Periodicity of fractional part of a sequence Let $u_n = \mathrm{frac}(a n^2)$, where $a$ is some real number and 
$\mathrm{frac}$ denotes the fractional part. 
Question 1)
Can $u_n$ be eventually periodic even if $a$ is irrational?
Question 2)
Is it true that whenever $a$ is rational, $u_n$ is eventually periodic?
(this is not homework; I think I have a solution for question 2 in the case where $a=p/q$ and $q$ is a product of prime numbers without any power greater than one, but I think it should be true in general)

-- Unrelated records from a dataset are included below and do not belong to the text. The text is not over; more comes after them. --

PR #1308, opened 2016-11-02
Add Trivial Parameter calls to IF97 Backend

henningjp:
Only implemented the trivial parameters that are defined in IAPWS Guides or the IAPWS-IF97 release.  The only exception is the acentric factor which is calculated from P @ Tr=0.7 and Pcrit.  Had to add an extra virtual function to AbstractState.h (calc_rhomass_critical) to allow for mass based IF97 calculations.  This function will be ignored by the other backends.

Function verification (through Mathcad) is shown in attached.
trivial

Slight adjustment to .ignore also to allow for other build directories starting with "build".

### DIFF
--- a/.gitignore
+++ b/.gitignore
@@ -37,7 +37,7 @@
 /include/cubic_fluids_schema_JSON.h
 /include/version.h
 /include/catch.hpp
-/build/
+/build*/
 /dev/hashes.json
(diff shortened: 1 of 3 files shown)


ibell:
Looks good! Merging.

Issue #1310, opened 2016-11-02
Full analytical derivatives in VTPR


JonWel:
This will not be easy and it will take times.

Right now, as time is limited, I'm thinking about doing one level at a time.

JonWel:
First level from numerical derivatives of gE_R to a numerical derivative of ln_gamma_R:
![capture du 2016-11-02 17-01-09](https://cloud.githubusercontent.com/assets/11057909/19936546/121ec634-a11e-11e6-8d29-2131d86fee6d.png)

ibell:
This is awesome.  I know it is going to be painful.  I'd be interested to
help; I haven't done crazy derivatives in a while...

JonWel:
The most painful part will be the one for lnGamma, it has a fraction (and a ln which becomes a fraction after a derivative). Fractions gives big amount of terms: https://www.wolframalpha.com/input/?i=d%5E4(f(x)%2Fg(x))%2Fdx%5E4.
The remaining is still "nice", as you can see.

JonWel:
After #1312, I think it will be required to change the structure of the code in order to introduce the other derivatives (we don't want to compute all derivatives when needing only the first one).

Basically, the `set_mole_fractions` remains, but the `set_temperature`, will change as the derivatives will need to be applied through it and we need to compute only the derivative of interest for a given call.
And if possible to cache as much as we can between calls (for instance, psi will be required several times for all the derivatives, and the derivatives of `ln_gamma_R` needs derivatives of different orders, so that may be a good idea to store a matrix of psi_mn in order to compute them only once per given temperature. This makes one psi_mn matrix for each fluids, so this will take a bit more memory).

I noticed `ln_Gamma_C` is computed at each `set_mole_fractions`, but it's only necessary in computing the `activity_coefficient`.
A first easy step may be to put it in a stand-alone function or in the `activity_coefficient` code, so this will slightly speed the other calls.
Be aware, if you are using `activity_coefficient` in your codes, that I'm changing the input arguments, in order to have it compatible with the new way of calling `ln_gamma_R`.

JonWel:
I noticed `ln_Gamma_C` is computed at each `set_mole_fractions`, but it's only necessary in computing the `activity_coefficient`.

Shouldn't we put it in a stand-alone function or in the `activity_coefficient` code, so this will slightly speed the other calls?

The `activity_coefficient` function depends on the molar fraction and the temperature but currently relies on them to be set before.
[...]

PR #1312, opened 2016-11-02
First step toward #1310

JonWel:
Now `gE_R` has analytical derivatives.
The numerical derivatives are pushed into `ln_gamma_R`


ibell:
Have you tested these derivatives?

JonWel:
Now yes,
worth it as the catch routine for the UNIFAQ was not using the updated functions.
Derivatives did not trigger any messages in the test file.

PR #1316, opened 2016-11-04
Added configuration options for MSVCRT linking, changed the output di…

jowr:
…rectory of the static libraries, added a "d" to the debugging libraries on Windows

Do these changes cause any problems? I needed more flexibility for Windows builds...


ibell:
Nothing jumps out at me.  Let's merge and see :)

ibell:
Well, there's your answer: http://www.coolprop.dreamhosters.com:8010/builders/Python-binaries-windows-32bit-py27/builds/1659 :(

ibell:
I'm still frustrated with this change, because now any time that I want to integrate a CoolProp static library into another EXE or dynamic library, I need to set a flag that turns the MSVC runtime linkage to dynamic linkage. I guess its not the end of the world, but perhaps for static library at least, the default should be to leave the runtime linkage as is? For the other ones, that are terminal objects (shared libraries and so on), the logic you integrated makes total sense.

jowr:
I hope 3905f38 fixes this once and for all. By the way, sorry for the whitespace noise - I used a new editor that did not like the old format...

ibell:
Yes, I think we are good.

PR #1323, opened 2016-11-07
Added PQ and QT Input Pairs to provide Saturation Values to IF97 Backend

henningjp:
- [x] Added PQ and QT Input Pair Facility for all Thermo props.  
- [x] Implemented Temperature/Pressure saturation curve (both ways).  
- [x] Handle mixed Vapor/Liquid inside saturation dome for Dmass, Hmass, Smass, Umass by linear mixing when 0 < Q < 1.  However, Cpmass, Cvmass, and speed of sound throw and exception as these values are not defined in the two phase region.  
- [x] Also implemented Molar values by multiplying (or dividing) by molar_mass().
- [x] Touched up some other minor nits.

Partial verification (through Mathcad wrapper) shown below.  You may want to verify that Cpmass, Cvmass, and speed of sound are properly throwing the exception messages (e.g. in Python) as I can't see them in Mathcad yet.
saturation verif1
saturation verif2
saturation verif3
saturation verif4
saturation verif5

### DIFF
--- a/src/Backends/IF97/IF97Backend.h
+++ b/src/Backends/IF97/IF97Backend.h
@@ -14,9 +14,9 @@ class IF97Backend : public AbstractState  {
 
 protected:
 
-	/// Additional cached elements used only in this backend since the "normal"
+    /// Additional cached elements used only in this backend since the "normal"
     /// backends use only molar units while IF97 uses mass-based units
-	CachedElement  _cpmass, _cvmass, _hmass, _rhomass, _smass, _umass;
+    CachedElement  _cpmass, _cvmass, _hmass, _rhomass, _smass, _umass;
 
 public:
     /// The name of the backend being used
@@ -35,12 +35,13 @@ public:
     bool clear() {
     // Reset all instances of CachedElement and overwrite
     // the internal double values with -_HUGE
+    // Default phase condition is no phase imposed
+    // IF97 will make phase/region determination
         this->_rhomolar = -_HUGE;
         this->_T = -_HUGE;
         this->_p = -_HUGE;
         this->_Q = -_HUGE;
-        this->_phase = iphase_not_imposed; // Default condition is no phse imposed
-
+        this->_phase = iphase_not_imposed; 
         return true;
     };
 
@@ -62,28 +63,14 @@ public:
             case PQ_INPUTS: 
                 _p = value1; 
                 _Q = value2; 
-                _T = IF97::Tsat97(_p); 
-                if (std::abs(_Q) < 1e-10){
-                    _phase = iphase_liquid; // bubble point
-                }
-                else if (std::abs(value2-1) < 1e-10){
-                    _phase = iphase_gas; // dew point
-                }
-                else
-                    _phase = iphase_twophase;
+                _T = IF97::Tsat97(_p);  // ...will throw exception if _P not on saturation curve
+                _phase = iphase_twophase;
                 break;
             case QT_INPUTS: 
                 _Q = value1; 
                 _T = value2; 
-                _p = IF97::psat97(_T); 
-                if (std::abs(_Q) < 1e-10){
-                    _phase = iphase_liquid; // bubble point
-                }
-                else if (std::abs(value2-1) < 1e-10){
-                    _phase = iphase_gas; // dew point
-                }
-                else
-                    _phase = iphase_twophase;
+                _p = IF97::psat97(_T);  // ...will throw exception if _P not on saturation curve
+                _phase = iphase_twophase;
                 break;
             default:
                 throw ValueError("Bad input_pair");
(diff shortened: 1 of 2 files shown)


src/Backends/IF97/IF97Backend.h
```diff
@@ -59,31 +97,115 @@ class IF97Backend : public AbstractState  {
...
+                break;
+            case iphase_gas:    
+                return calc_Vapor(iCalc); 
+                break;
+            case iphase_twophase:
+                switch(iCalc){ 
+                case iDmass:
+                    return 1.0/(_Q/calc_Vapor(iCalc) + (1.0-_Q)/calc_Liquid(iCalc)); break;
+                case iCpmass:
+                    throw NotImplementedError(format("Isobaric Specific Heat not implemented in two phase region")); break;
```
ibell: This *is* defined if Q == 0 or if Q == 1

src/Backends/IF97/IF97Backend.h
```diff
@@ -59,31 +97,115 @@ class IF97Backend : public AbstractState  {
...
+            case iphase_liquid: 
+                return calc_Liquid(iCalc); 
+                break;
+            case iphase_gas:    
+                return calc_Vapor(iCalc); 
+                break;
+            case iphase_twophase:
+                switch(iCalc){ 
+                case iDmass:
+                    return 1.0/(_Q/calc_Vapor(iCalc) + (1.0-_Q)/calc_Liquid(iCalc)); break;
```
ibell: For clarity, might want to put iDmass in place of iCalc here.

src/Backends/IF97/IF97Backend.h
```diff
@@ -31,24 +31,62 @@ class IF97Backend : public AbstractState  {
...
+                }
+                else
+                    _phase = iphase_twophase;
+                break;
+            case QT_INPUTS: 
+                _Q = value1; 
+                _T = value2; 
+                _p = IF97::psat97(_T); 
+                if (std::abs(_Q) < 1e-10){
+                    _phase = iphase_liquid; // bubble point
```
ibell: Technically bubble-point and dew-point are two-phase, not liquid.

ibell:
I really like how you show your work for the unit conversions in the comments.

src/Backends/IF97/IF97Backend.h
henningjp: Technically yes, but I'm trying to make only one saturated function call and not two in the calc_Flash function and need the flag.  If at the bubble or dew point, I only want to call satL() or satV(), not both to minimize the real computations.  Not a big deal normally unless you're calculating a million points; then it saves 50% of the computational time.  This contributes to your third comment.  I could set, the phase to iphase_two_phase and do the checks for Q ==0 or Q == 1 in the calc_Flash routine.  It just looks cleaner this way AND its for a PQ/QT input pair so we should only be in the vapor dome anyway.

I can move the logic if you think the semantics will create confusion.  IF97 doesn't use these flags internally so it won't care.  LMK

src/Backends/IF97/IF97Backend.h
henningjp: Yes, those two cases are handled just above that logic for (_phase == iphase_liquid) and (_phase == iphase_vapor), where I only want to call one function instead of two to save time in the spirit of IF97.  This instance is only called when Q is _between_ 0 and 1 (_phase == iphase_two_phase); in which case these quantities (Cp, Cv, Speed of Sound) are undefined.  (Ignore my external e-mail on this, by the way.)

src/Backends/IF97/IF97Backend.h
henningjp: An additional thought from my morning commute...

IF97 needs to be able to stand-alone outside of CoolProp.   This means that IF97 needs to be able to make the phase determination as it determines the IF97Region based on the state.  We shouldn't be doing this within the IF97 Backend, So there are only three states that need to be considered in the IF97 Backend:
- Non-Saturation (iphase_not_imposed): Let IF97 make it's phase determination  
- Q = 0 or 1 (iphase_liquid or iphase_vapor): Call only one IF97 Saturation function  
- 0 < Q < 1 (iphase_two_phase): Call two IF97 Saturation functions and calculate the two phase property (or not).

The 'phase' output variable, if implemented would use the IF97 Region Determination function directly, not just parrot back the '_phase' variable.  Outside the phase envelope, the '_phase' is always iphase_not_imposed to let IF97 do its job. However, if this will cause a conflict in other parts of CoolProp, we can do it another way.

I can always add copious comments as well so that future developers won't be confused by the use of iphase_liquid and iphase_vapor only on the saturation boundary.

henningjp: Done.  Moved ( Q == 1)/(Q == 0) logic.

src/Backends/IF97/IF97Backend.h
henningjp: Done.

 A: Proposition 1: If $u_n$ is "eventually periodic" (defined below), then $a$ is rational.  
Proof of Proposition 1:
Note that $\text{frac}(): \mathbb{R} \rightarrow (-1, 1)$ is a group homomorphism, the image of which is an abelian group, G, on $(-1, 1)$ whose operation is $+$ where we lop off the integral part.  Then we can view each element of $\{u_n\}$ as applying $\alpha := \text{frac}(a)$ to itself $n^2$ times.  That is, $\{u_n\} = \{\alpha, \alpha+\alpha+\alpha+\alpha = 4\alpha, 9\alpha, 16\alpha, \ldots\}$.  
Let $u_n$ be "eventually periodic".  That is, there exists some number $c > 0$ such that for some $N$, $\forall n \geq N$, $u_n = u_{n+c}$. This means that $G$ has a subgroup, $H$, that is cyclic of order $m := (N + c)^2 - N^2$ (since $u_{N + c} - u_N = 0 \in G$).  Therefore, $m \alpha = 0$.  Since $m \in \mathbb{Z}$ and $Ker(\text{frac}()) = \mathbb{Z}$, we have that $\exists z \in \mathbb{Z}$ such that $m a = z$, so $a \in \mathbb{Q}$, which completes the proof.  
Proposition 2: If $a$ is rational, then $u_n$ is "eventually periodic".  
Proof of Proposition 2:
Let $b, c \in \mathbb{Z}$ with $c \neq 0$ and $a = \frac{b}{c} \in \mathbb{Q}$.  If $b = 0$, then the proposition is trivially true.  If $b \neq 0$, then $G = Im(\text{frac}())$ has a cyclic subgroup $H$ of order $c$ generated by $\alpha$.  Then $\forall k \in \mathbb{N}$, $(n + kc)^2 a = (n^2 + 2nkc + k^2 c^2) \alpha = n^2 \alpha$, since the $c$'s send any $h \in H$ to the identity, $0$.  Therefore, $u_{n + c} = u_n$, so $\{u_n\}$ is eventually periodic, which completes the proof.  
Together, the two proofs show that $u_n$ is "eventually periodic" if and only if $a$ is rational.  
Interesting questions -- I enjoyed thinking through them.  Let me know what you think.